» **WORK INSTRUCTIONS**
Everything from the line containing "PR #1034, opened 2018-05-31" through the line containing "CustomIdGenerator.ID_PREFIX + 2 );" should be repeated exactly, and nothing else from the data.

» **RECORDED DATA**
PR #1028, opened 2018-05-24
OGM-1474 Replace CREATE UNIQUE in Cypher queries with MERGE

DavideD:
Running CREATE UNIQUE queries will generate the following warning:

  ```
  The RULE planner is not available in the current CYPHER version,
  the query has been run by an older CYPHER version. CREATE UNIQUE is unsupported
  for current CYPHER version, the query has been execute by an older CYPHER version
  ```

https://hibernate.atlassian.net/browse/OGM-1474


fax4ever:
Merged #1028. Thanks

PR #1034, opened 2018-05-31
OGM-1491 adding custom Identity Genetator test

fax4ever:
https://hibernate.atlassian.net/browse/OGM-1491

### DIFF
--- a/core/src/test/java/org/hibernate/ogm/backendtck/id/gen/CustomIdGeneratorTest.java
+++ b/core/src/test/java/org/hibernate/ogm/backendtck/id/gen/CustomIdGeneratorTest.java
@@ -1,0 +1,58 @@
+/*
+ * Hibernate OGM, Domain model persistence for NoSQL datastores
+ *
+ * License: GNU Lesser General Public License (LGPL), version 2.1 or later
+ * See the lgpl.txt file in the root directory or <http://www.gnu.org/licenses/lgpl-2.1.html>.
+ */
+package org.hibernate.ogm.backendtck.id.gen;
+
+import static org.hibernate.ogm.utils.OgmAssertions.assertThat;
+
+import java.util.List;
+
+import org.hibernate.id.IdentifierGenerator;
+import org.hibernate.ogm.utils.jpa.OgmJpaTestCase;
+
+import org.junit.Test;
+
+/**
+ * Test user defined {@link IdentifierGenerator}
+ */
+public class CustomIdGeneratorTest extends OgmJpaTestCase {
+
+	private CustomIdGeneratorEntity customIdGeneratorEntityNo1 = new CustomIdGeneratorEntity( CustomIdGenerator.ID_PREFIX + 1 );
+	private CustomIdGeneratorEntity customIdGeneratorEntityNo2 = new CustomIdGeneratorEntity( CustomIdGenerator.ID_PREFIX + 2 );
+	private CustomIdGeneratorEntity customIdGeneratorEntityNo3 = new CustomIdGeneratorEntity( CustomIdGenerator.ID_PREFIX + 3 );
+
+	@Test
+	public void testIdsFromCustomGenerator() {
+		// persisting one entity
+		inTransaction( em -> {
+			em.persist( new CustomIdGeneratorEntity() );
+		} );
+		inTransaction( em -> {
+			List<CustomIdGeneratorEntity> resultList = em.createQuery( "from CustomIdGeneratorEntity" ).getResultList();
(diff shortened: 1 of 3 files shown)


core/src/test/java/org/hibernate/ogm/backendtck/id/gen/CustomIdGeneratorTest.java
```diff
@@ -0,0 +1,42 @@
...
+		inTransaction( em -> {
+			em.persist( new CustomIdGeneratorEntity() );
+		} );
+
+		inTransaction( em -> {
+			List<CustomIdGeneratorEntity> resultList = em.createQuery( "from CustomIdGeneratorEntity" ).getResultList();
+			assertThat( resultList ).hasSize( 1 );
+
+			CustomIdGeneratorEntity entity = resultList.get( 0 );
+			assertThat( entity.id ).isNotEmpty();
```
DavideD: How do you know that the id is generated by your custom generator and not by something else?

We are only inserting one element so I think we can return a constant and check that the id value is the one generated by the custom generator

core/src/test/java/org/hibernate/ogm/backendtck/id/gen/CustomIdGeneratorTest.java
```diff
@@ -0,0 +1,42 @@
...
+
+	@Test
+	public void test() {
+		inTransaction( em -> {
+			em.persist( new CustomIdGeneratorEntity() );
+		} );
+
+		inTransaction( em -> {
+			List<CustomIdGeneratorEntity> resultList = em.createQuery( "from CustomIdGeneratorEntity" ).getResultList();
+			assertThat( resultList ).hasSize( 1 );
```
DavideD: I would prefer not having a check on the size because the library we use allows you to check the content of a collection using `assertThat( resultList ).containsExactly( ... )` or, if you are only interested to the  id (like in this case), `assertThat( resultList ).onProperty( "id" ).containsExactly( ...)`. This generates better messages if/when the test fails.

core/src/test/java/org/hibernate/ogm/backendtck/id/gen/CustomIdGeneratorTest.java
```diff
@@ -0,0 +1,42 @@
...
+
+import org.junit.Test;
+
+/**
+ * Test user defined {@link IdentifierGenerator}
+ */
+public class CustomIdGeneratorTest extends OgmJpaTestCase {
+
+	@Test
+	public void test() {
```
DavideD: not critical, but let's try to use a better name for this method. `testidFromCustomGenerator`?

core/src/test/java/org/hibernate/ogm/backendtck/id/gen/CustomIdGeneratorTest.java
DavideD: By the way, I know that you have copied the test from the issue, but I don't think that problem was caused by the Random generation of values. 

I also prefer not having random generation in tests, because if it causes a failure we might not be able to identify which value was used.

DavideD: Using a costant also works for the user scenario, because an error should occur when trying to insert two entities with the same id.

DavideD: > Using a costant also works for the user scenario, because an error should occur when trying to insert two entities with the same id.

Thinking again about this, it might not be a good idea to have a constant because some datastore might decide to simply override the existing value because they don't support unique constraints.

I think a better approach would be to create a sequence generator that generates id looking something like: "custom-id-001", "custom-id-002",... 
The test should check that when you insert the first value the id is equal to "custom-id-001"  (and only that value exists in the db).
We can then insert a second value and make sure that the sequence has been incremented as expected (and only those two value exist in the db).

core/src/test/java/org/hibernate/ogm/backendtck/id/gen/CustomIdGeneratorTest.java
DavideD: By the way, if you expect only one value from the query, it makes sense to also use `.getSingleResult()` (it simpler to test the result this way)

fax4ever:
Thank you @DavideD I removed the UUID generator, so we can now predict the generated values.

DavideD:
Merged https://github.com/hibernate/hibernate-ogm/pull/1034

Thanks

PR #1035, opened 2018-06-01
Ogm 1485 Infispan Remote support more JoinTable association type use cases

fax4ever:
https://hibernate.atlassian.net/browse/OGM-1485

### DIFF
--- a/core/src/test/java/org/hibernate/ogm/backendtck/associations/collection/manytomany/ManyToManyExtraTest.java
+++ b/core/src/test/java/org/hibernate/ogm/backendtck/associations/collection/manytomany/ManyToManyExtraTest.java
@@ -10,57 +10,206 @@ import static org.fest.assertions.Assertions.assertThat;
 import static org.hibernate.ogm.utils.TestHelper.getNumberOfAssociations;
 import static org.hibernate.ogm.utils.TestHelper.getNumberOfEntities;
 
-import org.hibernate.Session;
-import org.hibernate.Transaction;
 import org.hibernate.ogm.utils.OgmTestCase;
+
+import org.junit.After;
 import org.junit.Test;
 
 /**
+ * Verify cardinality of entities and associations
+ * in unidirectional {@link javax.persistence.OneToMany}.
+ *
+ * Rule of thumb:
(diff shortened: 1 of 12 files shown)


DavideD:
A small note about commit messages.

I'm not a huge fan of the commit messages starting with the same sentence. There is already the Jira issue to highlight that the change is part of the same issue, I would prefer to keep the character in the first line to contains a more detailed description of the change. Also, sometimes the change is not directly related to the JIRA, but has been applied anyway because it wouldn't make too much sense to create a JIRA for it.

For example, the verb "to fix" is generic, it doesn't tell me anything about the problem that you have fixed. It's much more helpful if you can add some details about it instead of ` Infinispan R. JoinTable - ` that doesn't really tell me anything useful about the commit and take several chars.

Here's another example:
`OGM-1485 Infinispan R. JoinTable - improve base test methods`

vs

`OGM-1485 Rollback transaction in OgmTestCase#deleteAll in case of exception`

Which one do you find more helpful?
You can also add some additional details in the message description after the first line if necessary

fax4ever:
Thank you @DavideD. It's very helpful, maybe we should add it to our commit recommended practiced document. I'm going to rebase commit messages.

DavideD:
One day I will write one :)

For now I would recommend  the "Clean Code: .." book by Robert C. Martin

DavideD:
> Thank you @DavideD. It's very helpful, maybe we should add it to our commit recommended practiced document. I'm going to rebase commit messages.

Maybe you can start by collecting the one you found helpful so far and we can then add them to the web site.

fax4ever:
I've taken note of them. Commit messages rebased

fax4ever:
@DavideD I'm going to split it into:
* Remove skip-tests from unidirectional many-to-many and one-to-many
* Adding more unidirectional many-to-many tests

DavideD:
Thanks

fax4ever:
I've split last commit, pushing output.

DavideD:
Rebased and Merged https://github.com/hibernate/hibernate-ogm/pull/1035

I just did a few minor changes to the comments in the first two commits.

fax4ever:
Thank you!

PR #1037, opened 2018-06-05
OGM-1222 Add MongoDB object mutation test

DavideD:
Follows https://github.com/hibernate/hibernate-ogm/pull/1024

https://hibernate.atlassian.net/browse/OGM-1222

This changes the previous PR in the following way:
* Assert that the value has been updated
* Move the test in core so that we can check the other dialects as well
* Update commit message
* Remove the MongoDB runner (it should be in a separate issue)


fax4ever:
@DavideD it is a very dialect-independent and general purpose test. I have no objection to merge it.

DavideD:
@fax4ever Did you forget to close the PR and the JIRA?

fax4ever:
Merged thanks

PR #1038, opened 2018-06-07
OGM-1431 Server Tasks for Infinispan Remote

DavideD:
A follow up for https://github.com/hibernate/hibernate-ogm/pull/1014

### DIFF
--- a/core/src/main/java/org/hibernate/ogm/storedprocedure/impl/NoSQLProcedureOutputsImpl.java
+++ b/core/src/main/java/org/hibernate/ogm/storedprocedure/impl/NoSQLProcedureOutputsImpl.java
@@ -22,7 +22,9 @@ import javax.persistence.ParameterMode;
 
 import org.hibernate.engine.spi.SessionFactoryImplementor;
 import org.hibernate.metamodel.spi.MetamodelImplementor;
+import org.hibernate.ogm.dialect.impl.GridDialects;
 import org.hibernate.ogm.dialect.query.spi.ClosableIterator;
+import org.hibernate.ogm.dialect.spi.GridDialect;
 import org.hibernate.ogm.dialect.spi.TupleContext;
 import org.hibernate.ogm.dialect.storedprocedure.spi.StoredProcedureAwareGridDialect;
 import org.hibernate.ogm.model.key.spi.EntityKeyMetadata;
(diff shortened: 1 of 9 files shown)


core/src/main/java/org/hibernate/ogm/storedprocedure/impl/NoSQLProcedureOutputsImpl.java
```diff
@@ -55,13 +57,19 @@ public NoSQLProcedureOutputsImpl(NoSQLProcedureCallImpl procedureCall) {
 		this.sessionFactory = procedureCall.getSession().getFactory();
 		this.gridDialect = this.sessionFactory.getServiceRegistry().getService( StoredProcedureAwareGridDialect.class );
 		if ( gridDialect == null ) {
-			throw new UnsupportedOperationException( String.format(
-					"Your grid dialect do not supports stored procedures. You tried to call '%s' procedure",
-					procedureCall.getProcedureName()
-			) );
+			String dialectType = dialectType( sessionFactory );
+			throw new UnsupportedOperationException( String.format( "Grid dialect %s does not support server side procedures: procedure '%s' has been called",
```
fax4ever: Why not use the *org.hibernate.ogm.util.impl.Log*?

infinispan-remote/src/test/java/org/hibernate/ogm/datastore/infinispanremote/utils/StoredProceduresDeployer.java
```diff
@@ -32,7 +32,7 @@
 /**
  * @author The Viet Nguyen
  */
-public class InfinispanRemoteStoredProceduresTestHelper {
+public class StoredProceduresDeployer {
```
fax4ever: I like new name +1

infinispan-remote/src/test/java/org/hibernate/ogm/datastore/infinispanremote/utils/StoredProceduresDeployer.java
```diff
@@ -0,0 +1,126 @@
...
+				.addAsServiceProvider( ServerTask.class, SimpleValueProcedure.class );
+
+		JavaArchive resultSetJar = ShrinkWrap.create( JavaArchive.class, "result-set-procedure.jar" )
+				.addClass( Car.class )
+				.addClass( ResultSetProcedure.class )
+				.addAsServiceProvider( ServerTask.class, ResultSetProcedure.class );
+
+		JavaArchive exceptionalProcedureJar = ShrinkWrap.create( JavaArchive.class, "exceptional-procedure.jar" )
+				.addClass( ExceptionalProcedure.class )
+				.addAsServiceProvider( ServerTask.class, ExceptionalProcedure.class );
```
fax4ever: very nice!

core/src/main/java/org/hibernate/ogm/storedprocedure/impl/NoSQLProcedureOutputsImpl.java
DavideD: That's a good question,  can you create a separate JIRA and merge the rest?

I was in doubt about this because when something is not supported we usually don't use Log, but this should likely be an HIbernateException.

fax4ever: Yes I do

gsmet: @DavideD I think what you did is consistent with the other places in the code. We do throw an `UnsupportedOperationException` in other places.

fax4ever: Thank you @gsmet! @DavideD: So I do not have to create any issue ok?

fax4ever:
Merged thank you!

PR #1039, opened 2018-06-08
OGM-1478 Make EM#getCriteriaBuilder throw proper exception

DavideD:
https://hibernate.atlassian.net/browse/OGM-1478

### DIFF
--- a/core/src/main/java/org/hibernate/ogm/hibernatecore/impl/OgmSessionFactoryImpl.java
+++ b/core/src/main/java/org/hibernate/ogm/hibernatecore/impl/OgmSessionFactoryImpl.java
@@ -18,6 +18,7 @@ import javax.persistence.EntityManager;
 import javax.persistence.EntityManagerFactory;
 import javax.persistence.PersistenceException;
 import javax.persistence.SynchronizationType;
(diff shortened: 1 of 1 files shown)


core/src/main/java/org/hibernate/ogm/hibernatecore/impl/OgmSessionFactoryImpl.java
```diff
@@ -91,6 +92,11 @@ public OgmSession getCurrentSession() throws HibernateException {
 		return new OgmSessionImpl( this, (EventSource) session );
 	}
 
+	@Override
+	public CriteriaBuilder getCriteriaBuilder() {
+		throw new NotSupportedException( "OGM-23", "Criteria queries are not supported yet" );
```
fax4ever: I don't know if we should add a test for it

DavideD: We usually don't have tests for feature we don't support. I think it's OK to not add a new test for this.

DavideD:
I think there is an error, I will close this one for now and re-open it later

» **EXERCISE RESULT**
PR #1034, opened 2018-05-31
OGM-1491 adding custom Identity Genetator test

fax4ever:
https://hibernate.atlassian.net/browse/OGM-1491

### DIFF
--- a/core/src/test/java/org/hibernate/ogm/backendtck/id/gen/CustomIdGeneratorTest.java
+++ b/core/src/test/java/org/hibernate/ogm/backendtck/id/gen/CustomIdGeneratorTest.java
@@ -1,0 +1,58 @@
+/*
+ * Hibernate OGM, Domain model persistence for NoSQL datastores
+ *
+ * License: GNU Lesser General Public License (LGPL), version 2.1 or later
+ * See the lgpl.txt file in the root directory or <http://www.gnu.org/licenses/lgpl-2.1.html>.
+ */
+package org.hibernate.ogm.backendtck.id.gen;
+
+import static org.hibernate.ogm.utils.OgmAssertions.assertThat;
+
+import java.util.List;
+
+import org.hibernate.id.IdentifierGenerator;
+import org.hibernate.ogm.utils.jpa.OgmJpaTestCase;
+
+import org.junit.Test;
+
+/**
+ * Test user defined {@link IdentifierGenerator}
+ */
+public class CustomIdGeneratorTest extends OgmJpaTestCase {
+
+	private CustomIdGeneratorEntity customIdGeneratorEntityNo1 = new CustomIdGeneratorEntity( CustomIdGenerator.ID_PREFIX + 1 );
+	private CustomIdGeneratorEntity customIdGeneratorEntityNo2 = new CustomIdGeneratorEntity( CustomIdGenerator.ID_PREFIX + 2 );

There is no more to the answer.